At Auto Trader, our support staff receive up to 15,000 calls every two months. It’s a huge operation to co-ordinate everyone involved and get an objective measurement for how we’re doing, and what is making our customers tick this week. Currently, support managers go through a subset of recorded text from the calls we receive, manually classifying the emails in order to understand the volume of calls relating to each topic and identify changes needed to our products or our training. A few months ago, we formed a working group with a few other developers from around Auto Trader to see if we could solve the issue of text mining our calls for an objective and measurable understanding of our customers.

What we work on at Auto Trader from Monday to Thursday varies hugely, but our group spends our Friday afternoons playing with Auto Trader’s large stash of data to see what can be learned. Here are a few notes on what we discovered.

A common pipeline

Whatever algorithms you decide to use when topic mapping, the pipeline tends to consist of three basic steps:

  1. Cleansing the documents

  2. Frequency mapping

  3. Clustering

This paper describes various methods you can use for those three steps.

Luckily there is a blog that describes how they used that pipeline to map topics for movies based on reviews. The blog uses common Python libraries like sklearn and nltk to perform the three steps of the pipeline.

First, it remove stopwords, stems the words, and tokenises them. Then it maps the frequencies of words using Tf-idf. Then, it clusters on words using the K-Means algorithm.

Using the code from this blog we decided to see if we could get some results for our support call data.

Our own pass of topic mapping: Frequency Mapping

First, we ran the code from the blog with our own set of data. Then we began tweaking parameters on the algorithms to better suit our data.

Frequency mapping using sklearn has quite a lot of parameters that you need to play around with to get the topic mapping just right.

tfidf_vectorizer = TfidfVectorizer(max_df=.30, max_features=200000,
                                 min_df=10, stop_words='english',
                                 use_idf=True, tokenizer=tokenize_and_stem, ngram_range=(1,4))

Here we chose an ngram range of 1–4. Ngrams are contiguous sequences of words, so more words likely have more meaning, but are likely to occur less frequently.

It seems sensible to have at most 4 words or at least one word per ngram, as we are unlikely to be able to find 5 contiguous words that occur very frequently in our text. The blog describes the other parameters to tweak, but we ended up using close to the defaults after a little experimentation.

Setting our number of clusters to be 20 we managed find topic clusters that allowed us to understand the main topics that were being discussed.

For example, our second cluster contained the topics:

(‘payment’, ‘payment taken’, ‘taken’, ‘make payment’, ‘make’, ‘unlock’, ‘custom’, ‘dd’, ‘took payment’, ‘took’)

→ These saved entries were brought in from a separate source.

PR #325, opened 2016-04-21
Viewernightscoutmode

tzachi-dar:
This branch does 2 things:
1) There are fixes that are xDrip viewer related and allow it to read from a classic nightscout site. Classic means a site that the uploader to it is a nightscout uploader using a dexcom and an otg cable.

2) While working on this branch I have noticed that we don't set the hide_slope correctly so I have fixed that as well.

### DIFF
--- a/app/build.gradle
+++ b/app/build.gradle
@@ -95,11 +95,11 @@ android {
             resValue "string", "target_package", "com.eveningoutpost.dexdrip"
             resValue "string", "data_sync", "Data Sync"
         }
-        xdripviewer2 {
-            applicationId = "com.eveningoutpost.dexdrip.viewer2"
-            resValue "string", "content_provider", "com.example2"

so we can start to count the amount of calls that are about account payment, and another cluster contained the topics:

(‘atm’, ‘custom’, ‘new’, ‘use’, ‘new atm’, ‘vehicl’, ‘advertis’, ‘advis’, “n’t”, ‘want’)

so we can see that a lot of our customers are advertising or want to advertise on ATM, a popular product of ours.

Some more tweaking: Document cleansing

Looking at some of the clusters, we saw some people’s names occurring quite frequently. We also saw a lot of frequently used words like ‘email’ and ‘customer’ that our topic mapper has attempted to cluster on. None of these provide useful information. It seems that a custom list of stopwords is a good idea. Using nltk, we were able to use the ‘names’ corpus to remove names as stopwords, and we manually converted any text that looked like a date or time to the word datetime.

An alternative: Clustering

One problem with using K-Means for clustering is that we have to choose the number of clusters we want topics to be a part of. This means that some outlier calls can end up in a cluster that they don’t really belong to, simply because it is unique, and doesn’t fit in any one cluster. If we’re trying to quantify the amount of calls that were for a given topic, this can skew results.

We tried out an alternative topic mapping library, which will automatically select the optimal number of clusters to map topics to.

We found that we ended up with many more clusters, as some outlier calls ended up in their own clusters. This can be inconvenient, but we found that we were then able to look at just the larger clusters, and get a more accurate view of how many clusters were about this particular topic.

Can we use this?

The classifier that we built runs within a few minutes, meaning that we can easily have a real time system mapping calls to topics as they come in and reporting on statistics for those topics. With some nice visualisation tools, this could allow us to respond to changes much faster and objectively tell what makes our customers tick!